The California communities of Cupertino, Mountain View and East Palo Alto have begun to ponder new taxes based on employer headcounts — levies that could jolt Apple and Google — and if voters endorse the plans, a fresh wave of such measures may roll toward other corporate coffers.
Alarmed by traffic and other issues brought on by massive expansion projects, the three Silicon Valley cities are pushing forward with separate plans to impose new taxes that could be used to make transit and other improvements.
“If we are successful in putting something together and (getting it) approved, I believe other job-rich communities will try to put their own measures on the ballot,” Mountain View Mayor Lenny Siegel said. “I’ve been talking to council members in a number of other cities. They are interested.”
Palo Alto, Santa Clara, Sunnyvale and Menlo Park are among the cities that the Mountain View mayor believes would like to follow suit with their own employee tax plans.
“These are all job-rich cities, where employment has been growing rapidly, and housing and transportation have not,” Siegel said.
“Other cities will follow suit,” Cupertino Vice Mayor Rod Sinks said. “I would expect that other cities in the West Valley and North Santa Clara County will consider similar measures.”
If those measures become reality in the cities being touted, some of the Bay Area’s highest-profile companies could be affected.

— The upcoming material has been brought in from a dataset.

PR #1258, opened 2022-08-09
feat: create initial `FmdParameters` support

### LINKED ISSUE #1226: Add an `FmdParameters` structure that defines the current FMD parameters.

We want the FMD parameters to be auto-adjusted according to the empirical transaction rate on-chain.  Clients need to learn about these parameters somehow, so they can create clues with the correct FMD precision.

Apple is based in Cupertino; Google and its owner, Alphabet, are in Mountain View; Intel calls Santa Clara home; Facebook is headquartered in Menlo Park; and Twitter is in San Francisco. The proposed Mountain View tax could cost Google $5.4 million a year. It’s not yet clear how much Cupertino’s proposal would cost Apple or other large employers.
A lot of factors point to this being a prime time for efforts such as these. San Francisco ranked fifth worst for traffic congestion in the world — and third worst in the U.S. — last year, according to INRIX Global Congestion Ranking. Record housing prices in 2018 boosted the median price of a single-family home in the Bay Area to a record $893,000 in April, according to a CoreLogic report.

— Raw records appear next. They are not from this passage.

PR #1470, opened 2022-09-23
crypto: refactor transparent proof statements into gadgets

### LINKED ISSUE #1449: Refactor existing transparent proofs into gadgets
This is a stepping stone to moving to zk proofs

redshiftzero:
Closes #1449

### DIFF
--- a/crypto/src/proofs/transparent.rs
+++ b/crypto/src/proofs/transparent.rs
@@ -391,22 +391,15 @@ impl SwapClaimProof {
             self.note_commitment_proof.commitment(),
         )?;
 
-        // check the swap NFT Asset ID is properly constructed
-        let asset_id = self.swap_nft_asset_id;
-        let expected_plaintext = SwapPlaintext::from_parts(
+        // Check that the Swap NFT asset ID is properly constructed.
+        gadgets::asset_id_integrity(
+            self.swap_nft_asset_id,
             self.trading_pair.clone(),
             self.delta_1_i.into(),
             self.delta_2_i.into(),
             fee,
-            // This should ensure that the claim address matches the address
-            // used to construct the Swap NFT.
             self.claim_address,
-        )
-        .map_err(|_| anyhow!("error generating expected swap plaintext"))?;
-        let expected_asset_id = expected_plaintext.asset_id();
-        if expected_asset_id != asset_id {
-            return Err(anyhow!("improper swap NFT asset id"));
-        }
+        )?;
 
         // Validate the note commitment's height matches the output data's height.
         let position = self.note_commitment_proof.position();
--- a/crypto/src/proofs/transparent.rs
+++ b/crypto/src/proofs/transparent.rs
@@ -87,12 +87,7 @@ impl SpendProof {
 
         gadgets::rk_integrity(self.spend_auth_randomizer, rk, self.ak)?;
 
-        gadgets::diversified_address_integrity(
-            self.ak,
-            self.nk,
-            self.note.transmission_key().clone(),
-            self.note.diversified_generator(),
-        )?;
+        gadgets::diversified_address_integrity(self.ak, self.nk, self.note.clone())?;
 
         Ok(())
     }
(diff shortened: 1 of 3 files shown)


crypto/src/proofs/transparent.rs
```diff
@@ -56,63 +57,46 @@ impl SpendProof {
...
             self.note.diversified_generator(),
-            s_component_transmission_key,
-            self.note.clue_key(),
-        );
-
-        if self.note_commitment_proof.commitment() != note_commitment_test {
-            return Err(anyhow!("note commitment mismatch"));
-        }
+            self.note.transmission_key_s(),
+            self.note.clue_key().clone(),
```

Federal tax cuts also have improved the balance sheets on an array of U.S. companies, large and small. Silicon Valley’s largest tech companies have contributed to the gridlock on freeways and soaring housing costs as they’ve grown rapidly in recent years, with brisk hiring and expansion in unexpected areas and mega-leases that gobble up huge swaths of office space.

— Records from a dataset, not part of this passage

PR #1473, opened 2022-09-24
ci: disable protobuf docs

hdevalence:
These steps broke with the proto reorganization. We could update them, but we'd potentially have to update the steps every time we added new protos or changed the layout.  Now that we publish to buf.build, it seems like we might want to use that instead?


hdevalence:
I disabled the hosting with `firebase -P penumbra-protobuf hosting:disable`.

PR #1475, opened 2022-09-24
proto: commit generated code to repo

hdevalence:
This avoids the need to have a `protoc` during the build, at the cost that we now have to figure out how to ensure that the generated code is always up-to-date with the protos.


hdevalence:
#1476 is probably preferable to this, at least at the moment.

hdevalence:
It looks like `protobuf-src` sometimes tries to build from source: https://github.com/penumbra-zone/penumbra/actions/runs/3119805783/jobs/5059995187

Committing generated code seems like a cleaner option long-term.

PR #1485, opened 2022-09-26
update default config template with 0.34

### LINKED ISSUE #1482: Isonoe testnet produces blocks too fast
**Describe the bug**

The Isonoe testnet is running well on TM 0.34, but it's producing blocks much faster than the 5s block target.  Probably what's happened is that the config options required to get the behavior we want are different in 0.34 than 0.34.

I don't think this is critical to fix during the current Isonoe testnet, but we should figure out what the right config is and change the settings in the config template used by `pd testnet create` / `pd testnet join`.

avahowell:
closes #1482


avahowell:
yes it does, because it changes the timeout parameters to use underscores. the timeouts were set as defaults when we backported because 0.34 uses snake case instead of dash case, so our config parameters were just ignored

PR #1493, opened 2022-09-29
Create parallel `storage2` crate

### LINKED ISSUE #1488: Create a parallel `storage3` crate in the Penumbra workspace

Case in point: Facebook signed a lease in March to occupy three Sunnyvale buildings — away from its Menlo Park headquarters, which the social media giant is busy expanding. The Sunnyvale lease totaled just over 1 million square feet — the biggest rental deal in the Bay Area so far this year. Facebook also leased an office tower recently in San Francisco.
As a result, tech companies have become an easy target for those seeking to raise taxes based on how big those corporations are in a particular community. More than a few tech companies rake in multibillion-dollar profits each quarter.
Still, large tech companies may not be the ones that really feel the pinch of higher per-employee taxes.
“When you have a tax on jobs of large employers, it’s often mom-and-pop operations and smaller businesses that feel the biggest impact,” said Carl Guardino, president of the Silicon Valley Leadership Group. “These taxes might discourage startups from starting in those cities or from growing there. It could push big companies out of those cities.”
The leadership group is a public policy trade association representing more than 375 of Silicon Valley’s employers.
San Jose, Northern California’s largest city, has a business licensing fee, but it’s at a much lower rate than what is being contemplated in other Silicon Valley communities. San Jose Mayor Sam Liccardo says he doesn’t like the idea of employee headcount taxes.
“We shouldn’t tax people or jobs,” he said. “What we should do is tax unbalanced development such as we see in jobs-heavy cities that are adding many more employees than housing. That should be a Bay Area-wide tax on development that is unbalanced. Sooner or later a recession will come along and those jobs that cities are taxing will start to look scarce.”